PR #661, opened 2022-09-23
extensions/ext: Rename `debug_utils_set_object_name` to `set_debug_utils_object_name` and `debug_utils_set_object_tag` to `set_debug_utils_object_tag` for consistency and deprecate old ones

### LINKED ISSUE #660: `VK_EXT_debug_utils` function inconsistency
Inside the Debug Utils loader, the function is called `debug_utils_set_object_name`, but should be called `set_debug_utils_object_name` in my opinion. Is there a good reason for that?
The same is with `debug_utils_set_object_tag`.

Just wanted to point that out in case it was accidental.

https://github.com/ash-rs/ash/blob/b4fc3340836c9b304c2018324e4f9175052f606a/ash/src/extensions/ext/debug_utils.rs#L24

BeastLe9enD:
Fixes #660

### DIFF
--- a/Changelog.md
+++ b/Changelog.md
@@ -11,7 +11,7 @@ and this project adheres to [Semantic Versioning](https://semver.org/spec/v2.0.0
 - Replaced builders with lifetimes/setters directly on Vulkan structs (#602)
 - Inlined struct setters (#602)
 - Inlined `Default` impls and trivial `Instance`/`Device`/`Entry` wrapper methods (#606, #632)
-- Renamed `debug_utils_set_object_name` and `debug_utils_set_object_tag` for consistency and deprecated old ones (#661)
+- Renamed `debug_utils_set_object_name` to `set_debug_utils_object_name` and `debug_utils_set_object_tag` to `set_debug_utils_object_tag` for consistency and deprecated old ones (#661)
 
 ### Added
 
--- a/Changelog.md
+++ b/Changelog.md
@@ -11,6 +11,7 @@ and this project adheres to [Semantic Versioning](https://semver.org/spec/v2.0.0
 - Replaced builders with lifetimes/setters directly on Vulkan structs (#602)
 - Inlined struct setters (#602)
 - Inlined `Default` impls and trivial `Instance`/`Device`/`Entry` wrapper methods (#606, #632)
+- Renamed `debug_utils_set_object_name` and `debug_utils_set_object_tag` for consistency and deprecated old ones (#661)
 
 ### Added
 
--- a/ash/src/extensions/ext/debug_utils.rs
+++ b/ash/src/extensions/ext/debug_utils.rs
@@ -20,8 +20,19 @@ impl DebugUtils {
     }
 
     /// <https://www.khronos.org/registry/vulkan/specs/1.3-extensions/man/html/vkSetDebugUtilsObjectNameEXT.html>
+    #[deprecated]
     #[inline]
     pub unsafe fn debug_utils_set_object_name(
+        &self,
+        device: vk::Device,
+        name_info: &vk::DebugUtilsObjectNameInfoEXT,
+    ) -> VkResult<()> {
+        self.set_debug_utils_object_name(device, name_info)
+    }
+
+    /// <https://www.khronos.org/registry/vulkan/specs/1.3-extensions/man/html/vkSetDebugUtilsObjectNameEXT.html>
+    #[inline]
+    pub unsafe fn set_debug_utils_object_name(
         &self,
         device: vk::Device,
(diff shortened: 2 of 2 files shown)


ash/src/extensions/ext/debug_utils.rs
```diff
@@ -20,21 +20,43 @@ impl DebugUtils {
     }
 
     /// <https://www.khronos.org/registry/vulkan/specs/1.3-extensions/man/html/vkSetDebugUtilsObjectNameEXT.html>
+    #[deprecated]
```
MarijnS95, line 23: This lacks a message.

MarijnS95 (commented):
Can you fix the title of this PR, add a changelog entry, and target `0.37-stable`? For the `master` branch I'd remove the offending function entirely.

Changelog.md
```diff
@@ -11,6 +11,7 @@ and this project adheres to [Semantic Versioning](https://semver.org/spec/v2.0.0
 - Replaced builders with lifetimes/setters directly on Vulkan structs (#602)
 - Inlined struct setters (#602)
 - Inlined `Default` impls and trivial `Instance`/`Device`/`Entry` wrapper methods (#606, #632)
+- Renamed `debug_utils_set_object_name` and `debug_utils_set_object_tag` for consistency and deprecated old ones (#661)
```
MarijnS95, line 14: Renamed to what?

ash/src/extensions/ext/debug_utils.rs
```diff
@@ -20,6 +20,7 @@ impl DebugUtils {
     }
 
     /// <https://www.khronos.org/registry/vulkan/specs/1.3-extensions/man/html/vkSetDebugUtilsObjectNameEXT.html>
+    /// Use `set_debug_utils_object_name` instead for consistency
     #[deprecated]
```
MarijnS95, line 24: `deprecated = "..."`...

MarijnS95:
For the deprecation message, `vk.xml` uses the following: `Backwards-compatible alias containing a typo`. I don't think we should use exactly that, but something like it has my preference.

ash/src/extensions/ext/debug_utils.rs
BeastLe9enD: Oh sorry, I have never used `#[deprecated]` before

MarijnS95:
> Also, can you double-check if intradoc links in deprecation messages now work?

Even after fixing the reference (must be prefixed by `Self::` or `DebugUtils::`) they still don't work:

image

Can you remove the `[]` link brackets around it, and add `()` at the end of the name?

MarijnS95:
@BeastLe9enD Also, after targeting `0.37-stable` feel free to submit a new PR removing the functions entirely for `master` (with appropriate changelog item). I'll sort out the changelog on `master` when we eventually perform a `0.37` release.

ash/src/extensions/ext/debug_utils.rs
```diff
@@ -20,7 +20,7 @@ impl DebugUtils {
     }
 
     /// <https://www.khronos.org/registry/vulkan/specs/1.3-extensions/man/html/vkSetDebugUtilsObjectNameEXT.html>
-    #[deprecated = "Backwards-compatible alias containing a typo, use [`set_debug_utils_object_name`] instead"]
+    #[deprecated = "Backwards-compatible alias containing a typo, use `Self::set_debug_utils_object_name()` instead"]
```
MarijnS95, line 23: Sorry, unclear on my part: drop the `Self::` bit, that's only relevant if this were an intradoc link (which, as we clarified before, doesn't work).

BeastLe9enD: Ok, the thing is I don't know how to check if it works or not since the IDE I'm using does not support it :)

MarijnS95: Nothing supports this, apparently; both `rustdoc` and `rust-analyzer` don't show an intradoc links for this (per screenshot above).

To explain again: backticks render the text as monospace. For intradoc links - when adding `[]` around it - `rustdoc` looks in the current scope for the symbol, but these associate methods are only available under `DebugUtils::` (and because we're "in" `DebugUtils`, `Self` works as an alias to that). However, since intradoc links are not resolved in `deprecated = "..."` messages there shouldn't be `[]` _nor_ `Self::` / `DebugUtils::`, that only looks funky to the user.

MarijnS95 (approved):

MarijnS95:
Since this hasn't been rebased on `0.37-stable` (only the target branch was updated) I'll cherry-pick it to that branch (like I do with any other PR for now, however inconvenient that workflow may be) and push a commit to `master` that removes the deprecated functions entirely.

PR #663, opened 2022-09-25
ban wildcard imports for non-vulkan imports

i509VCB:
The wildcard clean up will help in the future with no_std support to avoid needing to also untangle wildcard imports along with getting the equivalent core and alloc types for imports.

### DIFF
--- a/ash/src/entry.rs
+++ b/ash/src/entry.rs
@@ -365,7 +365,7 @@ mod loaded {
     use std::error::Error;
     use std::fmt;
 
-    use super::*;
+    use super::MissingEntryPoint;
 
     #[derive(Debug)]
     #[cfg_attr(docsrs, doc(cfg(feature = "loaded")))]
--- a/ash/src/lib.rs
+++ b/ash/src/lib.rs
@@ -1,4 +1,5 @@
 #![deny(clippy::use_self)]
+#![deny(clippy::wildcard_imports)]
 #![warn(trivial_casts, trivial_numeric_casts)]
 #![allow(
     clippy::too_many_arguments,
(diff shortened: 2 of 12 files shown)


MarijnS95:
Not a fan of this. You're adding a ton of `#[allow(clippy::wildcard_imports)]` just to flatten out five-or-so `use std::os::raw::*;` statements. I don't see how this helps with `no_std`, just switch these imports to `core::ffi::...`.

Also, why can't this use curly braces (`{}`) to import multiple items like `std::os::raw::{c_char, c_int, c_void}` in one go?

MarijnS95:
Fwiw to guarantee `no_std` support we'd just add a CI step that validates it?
---------------
Work instructions: Please copy each line of the entries in which the word "instead" shows up.

The completed task:
+    /// Use `set_debug_utils_object_name` instead for consistency
-    #[deprecated = "Backwards-compatible alias containing a typo, use [`set_debug_utils_object_name`] instead"]
+    #[deprecated = "Backwards-compatible alias containing a typo, use `Self::set_debug_utils_object_name()` instead"]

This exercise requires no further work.